I can’t think of anything I’d rather do less than watch The Hobbit. Haven’t we put Peter Jackson‘s six-hour Crayola still-lifes behind us yet? These movies look like Lisa Frank folders come to life, and if Peter’s not going to include magenta unicorns and rainbow clouds in his adventures, he doesn’t care about anyone having a good time.
Meanwhile his star Cate Blanchett, which is Latin for “cheekbones of corundum,” is a damn treasure. I want her in everything: movies, TV shows, flash mobs, yo’ face, etc. And if I’m going to spend my holiday season with Cate Blanchett, I’m going to do it via Notes on a Scandal, the perfect camp trifle. Do you like illicit affairs, scheming lesbians, and bastardly quotes? Then you should really read up on Lillian Hellman. Oh, and watch this week’s Best. Movie. Ever! selection.
Here are five dandy reasons Notes on a Scandal may be the beeeest mooooviee eveeeeer.
1. Does Judi Dench work for Ray-Ban? Because she has a monopoly on shade.
It goes like this: Barbara (Judi Dench) is a veteran teacher and legendary spinster at an English school. She befriends a new teacher named Sheba (Blanchett), which is short for Bathsheba, which certainly isn’t symbolic. Sheba is stuck in an unfulfilling marriage with two mediocre kids, and for some reason she confides this in Scowl Empress Barbara. Good. Lo and behold, Barbara discovers that Sheba is having an affair with a 15-year-old student, and rather than tell on her, she pledges to keep the secret — as long as Sheba complies to her seemingly friendly demands, which grow weirder and kookier as the movie goes on. Oh, Sheba. You charming idiot.
Before the movie spins into delirium, Barbara narrates the story and unleashes fun quotes about everyone in sight. Of Sheba: “Is she a sphinx or is she simply stupid?” Of Sheba’s family: “They do things differently in [their] bourgeois bohemia.” Of her school’s students: “In the old days we confiscated cigarettes and wank mags. Now it’s knives and crack cocaine. And they call it progress.”

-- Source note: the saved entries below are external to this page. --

PR #324, opened 2016-02-03
[wrapper] do not use docker-machine if there is no name

mikz:
some people have it installed, but do not use it

i could not use codeclimate wrapper with installed docker-machine
but also working local install

### DIFF
--- a/codeclimate-wrapper
+++ b/codeclimate-wrapper
@@ -28,7 +28,7 @@ invalid_docker_host() {
   invalid_setup "invalid DOCKER_HOST=$host, must be unset or unix:///var/run/docker.sock"
 }
 
-if command -v docker-machine > /dev/null 2>&1; then
+if [ -n "$DOCKER_MACHINE_NAME" ] && command -v docker-machine > /dev/null 2>&1; then
   docker-machine ssh $DOCKER_MACHINE_NAME -- \
     test -S /var/run/docker.sock > /dev/null 2>&1 || socket_missing
 


codeclimate-wrapper
```diff
@@ -28,7 +28,7 @@ invalid_docker_host() {
   invalid_setup "invalid DOCKER_HOST=$host, must be unset or unix:///var/run/docker.sock"
 }
 
-if command -v docker-machine > /dev/null 2>&1; then
+if [ "$DOCKER_MACHINE_NAME" ] && command -v docker-machine > /dev/null 2>&1; then
```
pbrisbin: I think you meant `[ -n "..." ]` (the test you have is a bashism only supported by `[[`). Also, do we think it's reasonable to go by this check alone and remove the `command` check?

pbrisbin:
Hi @mikz, thanks for this. Once the `-n` fix is in place, I'd be in favor of merging it, but I'd like for someone on our team who uses OS X and docker-machine to weigh sign-off first.

codeclimate-wrapper
mikz: Good to know. I found it there: http://tldp.org/LDP/Bash-Beginners-Guide/html/sect_07_01.html
which is the bash man. Will change it to `-n`.

wfleming:
I've tested this locally, and this is a welcome fix, so I'm in favor of merging if we can add the `-n`. @mikz would you mind rebasing against our current `master` as well when you make that change? We try to avoid merge commits when we can. Thanks!

mikz:
@wfleming @pbrisbin fixed, rebased!

wfleming:
Thanks, @mikz !

PR #325, opened 2016-02-04
Add timeout on docker kill invocation

pbrisbin:
I went with two minutes here and reduced the timeout on docker wait to match.
The five minutes originally chosen was entirely arbitrary. Allowing up to ten
minutes of additional time in a timeout scenario didn't seem like a good idea
and my gut is that if it doesn't stop within two, it probably won't.

/cc @codeclimate/review


wfleming:
LGTM

PR #330, opened 2016-02-08
ConfigGenerator: raise error if workspace is empty

wfleming:
We were just returning an empty set of paths to enable engines on in
init when everything was excluded and/or the dir was empty, but this
strikes me as incorrect. If there's really nothing for us to look at, it
seems more reasonable to call that an error condition & exit
immediately.

:eyes: @codeclimate/review

### DIFF
--- a/lib/cc/cli/config_generator.rb
+++ b/lib/cc/cli/config_generator.rb
@@ -6,6 +6,8 @@ module CC
       CODECLIMATE_YAML = Command::CODECLIMATE_YAML
       AUTO_EXCLUDE_PATHS = %w(config/ db/ dist/ features/ node_modules/ script/ spec/ test/ tests/ vendor/).freeze
 
+      EmptyWorkspaceError = Class.new(StandardError)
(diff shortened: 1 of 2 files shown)


pbrisbin:
I'm not sure I agree with this UX. At least, I'm not ready to change this UX if we don't have known cases we're dealing with where we've decided this exception is the solution. I think arguments could be made either way about what *should* happen, and so I hesitate to add a new errored-build scenario where we don't have one currently.

To me this is similar to the `NoEnginesEnabled` error we removed recently, and I agreed with the justification there. As long as it's clear in the build output (I might consider adding a warning here) that we've done a "no-op" analysis, I think it's fine and better than an errored snapshot, which can be very problematic for first-run analyses (where this scenario is most likely to be seen IMO) and merge base analyses.

wfleming:
@pbrisbin Good points. I don't care enough to do the necessary refactoring right now to make this a warning, so I'll just close for now.

PR #331, opened 2016-02-08
ConfigGenerator: Catch & report `find` failure

wfleming:
Our usage of `find` to get files to enable engines against is too
naive: there are some unusual local configurations that lead to an
invalid find invocation. The old code was effectively ignoring this,
leading to more confusing failures further down the line.

This replaces the naive execution with usage of `POSIX::Spawn` that
should 1) be more tolerant of weird file names anyway and 2) if find
does fail, will properly catch & report so at least the user gets an
error message pointing them in a useful direction.

@codeclimate/review this is in direct response to some builder errors we saw on
.com. It's only affected 2 repos I've seen, but this should result in a more
informative view on the build page, and should result in more informative
errors for us on the backend to improve this further.

### DIFF
--- a/lib/cc/cli/config_generator.rb
+++ b/lib/cc/cli/config_generator.rb
@@ -1,3 +1,4 @@
+require "posix/spawn"
 require "shellwords"
 
 module CC
@@ -5,6 +6,8 @@ module CC
     class ConfigGenerator
       CODECLIMATE_YAML = Command::CODECLIMATE_YAML
       AUTO_EXCLUDE_PATHS = %w(config/ db/ dist/ features/ node_modules/ script/ spec/ test/ tests/ vendor/).freeze
+
+      ConfigGeneratorError = Class.new(StandardError)
 
       def self.for(filesystem, engine_registry, upgrade_requested)
         if upgrade_requested && upgrade_needed?(filesystem)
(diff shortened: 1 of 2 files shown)


lib/cc/cli/config_generator.rb
```diff
@@ -80,13 +83,24 @@ def workspace_files
...
+        find_cmd = %w[find] + non_excluded_paths + %w[-type f -print0]
+        pid, _, out, err = POSIX::Spawn.popen4(*find_cmd)
+        _, status = Process.waitpid2(pid)
+
+        if status.success?
+          out.read.strip.split("\0").map do |path|
+            path.sub(%r{^\.\/}, "")
+          end
+        else
+          raise FindFailError, "We ran '#{find_cmd.shelljoin}' to find analyzeable files, but the command failed with this error: '#{err.read}'"
```
pbrisbin: typo: `analyzable`

I think we should decide if this exception is primarily for us or end-users. If it's for us, I'd argue for a more generic construct, something like `CC::Spawn` that takes a command (as Array) and returns `out` or raises a more implementation-specific error:  `raise ProcessError, "command <x, y, z> exited with status <a> and stderr <b>"`. If it's more for the end-users, then I think we shouldn't leak the abstraction so much: `raise ConfigGeneratorError, "Failed to find analyzable files.\n(additional details for us like command run, exit status, etc)"`

WDYT?

wfleming: I favor the second, at least for the time being. I think wrapping up our spawn logic somewhere might be useful, but I think getting better user-facing errors out is important, so I'll focus on that for now.

wfleming:
@pbrisbin updated

lib/cc/cli/config_generator.rb
```diff
@@ -80,13 +83,24 @@ def workspace_files
...
-            end
+            find_workspace_files
           end
         end
       end
+
+      def find_workspace_files
+        find_cmd = %w[find] + non_excluded_paths + %w[-type f -print0]
+        pid, _, out, err = POSIX::Spawn.popen4(*find_cmd)
+        _, status = Process.waitpid2(pid)
```
pbrisbin: I think `POSIX::Spawn::Child` (a pattern we use more frequently) wraps this up

```rb
child = POSIX::Spawn::Child.new(*find_cmd)

if child.success?
  # use child.out
else
  # use child.err and child.status
end
```

pbrisbin:
One thought about using the nicer `Child` interface. LGTM besides.

wfleming:
@pbrisbin Good point, updated if you want to check that.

It didn’t hit me until re-watching Notes on a Scandal that Judi Dench is rarely this snooty on film anymore. So each bitchy quote here is a charm, a Werther’s Original to tickle your blackest thatch of soul. When she calls Sheba’s Down Syndrome-affected son “a somewhat tiresome court jester,” I personally abandoned all decorum, choked on my howls of laughter, and fell through the floor into the sky.
2. Cate cannot. Stop. Messing up.
You hate to see a character so helpless. Or do you? I’m kidding. I love watching Sheba stumble into an affair with a juvenile delinquent. I know it’s pedophilia and that’s repulsive, but so is being stupid. Barbara merely has to peek in a window on campus to discover Sheba’s transgressions. Come on, Sheba. Take that shit to a handicapped stall at Barnes & Noble.
Cate’s personal Vili Fualaau, this brooding chap, does a pretty good job in a supporting role. But you can tell by the layers of hoodie and Benicio del Toro undertones that he’s bad news. Sheba! You fool! Never date someone whose favorite movie is definitely Green Street Hooligans.